I have a problem to parse 1000's of text files(around 3000 lines in each file of ~400KB size ) in a folder. I did read them using readlines,
for filename in os.listdir (input_dir) :
if filename.endswith(".gz"):
f = gzip.open(file, 'rb')
else:
f = open(file, 'rb')
file_content = f.readlines()
f.close()
len_file = len(file_content)
while i < len_file:
line = file_content[i].split(delimiter)
... my logic ...
i += 1
This works completely fine for sample from my inputs (50,100 files) . When I ran on the whole input more than 5K files, the time-taken was nowhere close to linear increment.I planned to do an performance analysis and did a Cprofile analysis. The time taken for the more files in exponentially increasing with reaching worse rates when inputs reached to 7K files.

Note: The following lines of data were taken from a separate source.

PR #857, opened 2017-12-20
fix(ui): display integration name and description

### LINKED ISSUE #430: Integration detail: name is missing/empty
```html
<h1 _ngcontent-c3="">
    <syndesis-editable-text _ngcontent-c3="" _nghost-c5="">
    <!----><!---->

    <!---->
  </syndesis-editable-text>
</h1>
```

TP2
screen shot 2017-11-23 at 08 05 50

Master
screen shot 2017-11-23 at 08 06 05

zregvart:
Seems that changing `*ngIf` to `[ngIf]` helped. Wonder what would be idiomatic Angular solution to this issue?

Fixes #430

### DIFF
--- a/app/ui/src/app/common/editable/editable-tags.component.ts
+++ b/app/ui/src/app/common/editable/editable-tags.component.ts
@@ -4,7 +4,7 @@ import { EditableComponent } from './editable.component';
 @Component({
   selector: 'syndesis-editable-tags',
   template: `
-    <ng-template *ngIf="!editing; else editingTemplate">
+    <ng-template [ngIf]="!editing">
       <em class="text-muted" *ngIf="!value || value.length === 0">
         {{ placeholder }}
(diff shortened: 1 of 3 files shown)


dsimansk:
@zregvart ez pz? I couldn't figure it out, looking in the wild for solution, thanks 👍

deeleman:
@kahboom The *ngIf directive is ALWAYS a structural directive. Property binding is only used for interpolating/render data in the view. Whatever depends on toggling content in and out from the DOM must be handled through structural directives and hence use an asterisk. The original code posted by @zregvart  was right, so here we're basically patching an unexpected behavior that we'll keep dragging around unless we find the source of the issue.

Now this is merged it might not be relevant anymore but let's keep an eye on this kinda behavior in the future so we can improve the use we make of Angular ;)

Issue #855, opened 2017-12-20
Create user doc for Amazon S3 connector


TovaCohen:
The Jira doc issue is here:
https://issues.jboss.org/browse/FUSEDOC-2301

TovaCohen:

Here is the the cumulative time-taken for readlines , first -> 354 files(sample from input) and second -> 7473 files (whole input)
ncalls tottime percall cumtime percall filename:lineno(function)
354 0.192 0.001 **0.192** 0.001 {method 'readlines' of 'file' objects}
7473 1329.380 0.178 **1329.380** 0.178 {method 'readlines' of 'file' objects}
Because of this, the time-taken by my code is not linearly scaling as the input increases. I read some doc notes on readlines()
, where people has claimed that this readlines()
reads whole file content into memory and hence generally consumes more memory compared to readline()
or read()
.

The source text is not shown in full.